Barak did not refer to the third Turkish demand, namely lifting the blockade on Gaza, and the assumption is that Israel views this as either a marginal issue or a condition that was already met when Israel and Egypt relaxed their policies on importations into Gaza. If the Turkish demand refers to the naval blockade, it would be difficult to square it with the Palmer Report’s reference to the legality of the blockade.


At this stage, the Israeli government may opt for a policy of “wait and see” in the assumption that sooner or later Turkey will incur political and economic difficulties, which may make the Turkish government more amenable to compromises


For a while the Mavi Marmara affair had shifted the debate in Israel on Turkey to the question of an apology – but only for a while. Questions on Turkey’s orientation began to appear on the Israeli political screen ever since the AKP’s rise to power, but obviously they were not sufficient to deter, for example, Israel’s aerospace industries from significant deals in Turkey or Prime Minister Olmert from entrusting the negotiations with Syria in Turkish hands. Turkey’s reaction to the Gaza operation and Erdoğan’s storming out from the debate in Davos rang the alarm bells.

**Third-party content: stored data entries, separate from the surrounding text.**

Issue #46, opened 2018-08-31
Limit the length for non-keyword fields


jahtalab:
Currently only the keyword fields are limited at 1024 characters. Need to apply a higher limit (possibly 10000 characters) to non-keyword fields as well.

PR #604, opened 2020-02-04
feat: capture click user-interaction transactions

### LINKED ISSUE #496: Capture user interactions

jahtalab:
Part of #496 

This PR captures click events as `user-interaction` transactions. 

image

### DIFF
--- a/dev-utils/webdriver.js
+++ b/dev-utils/webdriver.js
@@ -345,6 +345,14 @@ function getBrowserInfo() {
   }
 }
 
+function getBrowserFeatures() {
+  return browser.executeAsync(function(done) {
+    done({
+      EventTarget: !!window.EventTarget
+    })
+  })
+}
+
 function isChromeLatest() {
   const { name, version } = getBrowserInfo()
   const isChrome = name.indexOf('chrome') !== -1
@@ -360,5 +368,6 @@ module.exports = {
   isChromeLatest,
   getWebdriveBaseConfig,
   getBrowserInfo,
-  waitForApmServerCalls
+  waitForApmServerCalls,
+  getBrowserFeatures
 }
--- a/packages/rum-core/src/common/constants.js
+++ b/packages/rum-core/src/common/constants.js
@@ -66,6 +66,7 @@ const MAX_SPAN_DURATION = 5 * 60 * 1000
 const PAGE_LOAD = 'page-load'
 const ROUTE_CHANGE = 'route-change'
 const TYPE_CUSTOM = 'custom'
+const USER_INTERACTION = 'user-interaction'
 const HTTP_REQUEST_TYPE = 'http-request'
 const TEMPORARY_TYPE = 'temporary'
 const NAME_UNKNOWN = 'Unknown'
@@ -73,6 +74,7 @@ const NAME_UNKNOWN = 'Unknown'
 const TRANSACTION_TYPE_ORDER = [
   PAGE_LOAD,
   ROUTE_CHANGE,
+  USER_INTERACTION,
   HTTP_REQUEST_TYPE,
   TYPE_CUSTOM,
   TEMPORARY_TYPE
@@ -174,5 +176,6 @@ export {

The question that is therefore asked in Israel is not whether to apologize but whether meeting Turkish demands would dramatically change the bilateral relations. While it is acknowledged that Turkey is a regional power and that it is in Israel’s interest to maintain positive relations, it is not clear whether past relations could be even partially restored.

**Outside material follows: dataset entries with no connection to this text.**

PR #616, opened 2020-02-12
fix: pass correct properties to payload filters

jahtalab:
This bug was introduced around 4.0.2 release and therefore affects nearly all 4.x versions. I've added more tests to cover this case. I've also removed the undocumented `service` property from the payload passed to filters.

### DIFF
--- a/packages/rum-core/test/common/apm-server.spec.js
+++ b/packages/rum-core/test/common/apm-server.spec.js
@@ -423,6 +423,25 @@ describe('ApmServer', function() {
     expect(result).toEqual([expected])
   })
 
+  it('should pass correct payload to filters', () => {
+    configService.setConfig({
+      serviceName: 'serviceName'
+    })
+    let type = ''
+    configService.addFilter(function(payload) {
+      expect(payload[type]).toBeDefined()
+      return payload
+    })
+
+    type = 'errors'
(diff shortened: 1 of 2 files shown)


packages/rum-core/test/common/apm-server.spec.js
```diff
@@ -423,6 +423,25 @@ describe('ApmServer', function() {
...
+      serviceName: 'serviceName'
+    })
+    let type = ''
+    configService.addFilter(function(payload) {
+      expect(payload[type]).toBeDefined()
+      return payload
+    })
+
+    type = 'errors'
+    let result = apmServer.sendErrors([{ test: 'test' }])
```
vigneshshanmugam: you would have to use await since sendErrors returns a promise. Might be hard to catch these bugs since errors would be logged later on.

packages/rum-core/test/common/apm-server.spec.js
```diff
@@ -423,6 +423,25 @@ describe('ApmServer', function() {
...
+    expect(result).toBeDefined()
+
+    type = 'transactions'
+    result = apmServer.sendTransactions([{ test: 'test' }])
```
vigneshshanmugam: same here.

Defense Minister Barak seems to believe it is possible. “They initiated the friction with us but I still maintain that we do not have an interest in becoming entangled with Turkey. It is not written in stone that we need to be enemies. We do not need to join in an adversarial relationship. Turkey is one of the four most important states in the Middle East.”7 But Barak himself put the finger on some of the issues that arouse deep concern among those in Israel that claim that meeting the Turkish demands would not restore and heal relations.

Barak refers to Turkey’s wish to become a regional power. It is clear that Turkey has identified a vacuum in the region and is eager to step in and leverage it to its advantage. The US declared its intention to reduce its military presence in Iraq and Afghanistan long before the Arab spring erupted. The failure by the US to generate movement in the Israeli-Palestinian negotiations has not helped the regional perception of the US, either. The Arab spring has weakened Egypt and Saudi Arabia as well as other significant regional players. Reading the emerging political map of the Middle East correctly, Turkey quickly removed its support from Mubarak, Qaddafi, and Bashar al-Assad, and joined NATO’s operation in Libya, emerging as the champion of the New Middle East, at least in the eyes of public opinion. Accepting NATO’s request to deploy the radar system on its soil is a small price to pay for keeping the US and Europe, which are concerned with Turkey’s political direction, not more than mildly critical.


Healing the relations between Turkey and Israel will take a long time. It is clear that the time for an apology, compensations, and some gestures relating to the Gaza blockade has passed


But in Jerusalem the view is that on Israel Erdoğan has no holds barred, brushing aside requests from Washington to moderate his tone and language. During an official visit to South Africa in early October 2011, Erdoğan criticized the Israeli government for conducting state terrorism, killing tens of thousands of Palestinians while Israelis sleep peacefully, and then claimed Israel is a threat to the region because it possesses an atomic bomb.8 This and similar statements raise the question in Jerusalem as to how an apology would change the Turkish government’s view of Israel, especially regarding issues raised by Erdoğan that have nothing to do with the Mavi Marmara affair. In the view of many in Israel, these statements indicate a calculated shift in Turkey’s position towards Israel. If Israel continues to refuse Ankara’s demands, Turkey could continue to issue vitriolic statements at very little domestic and external cost (a few articles in the Turkish press call upon the government to halt the onslaught on Israel).9 If, however, Israel decided to meet the Turkish demands, the Turkish government could present this as a vindication of its policies, regardless of the Palmer Report, gaining more points in the region and giving no assurances that it would stop its attacks on Israel. At this stage, the Israeli government may opt for a policy of “wait and see” in the assumption that sooner or later Turkey will incur political and economic difficulties, which may make the Turkish government more amenable to compromises.

 

 

A Way Out

The exploration for natural gas in the Mediterranean has given another cause for Ankara’s ire concerning Israel. Israel has discovered significant reservoirs of this commodity and in order to avoid conflicts negotiated and concluded an agreement with Cyprus delineating the maritime border of economic interests. The agreement does not refer to the question of Northern Cyprus, and while the whole question of offshore gas explorations in Cyprus has little to do with Israel, the technical agreement threatens to become another bone of contention in Israeli-Turkish relations. On the other hand, the discovery of large quantities of natural gas in the Mediterranean also holds one of the keys to the restoration of the bilateral relations. If Israel decides to divert the export of gas to Europe, one of the two major methods would be using the Turkish web of pipelines. A major economic venture of such a magnitude would be an opportunity for both sides to reconsider their relations, replacing the former security based relations with economic mutual interests.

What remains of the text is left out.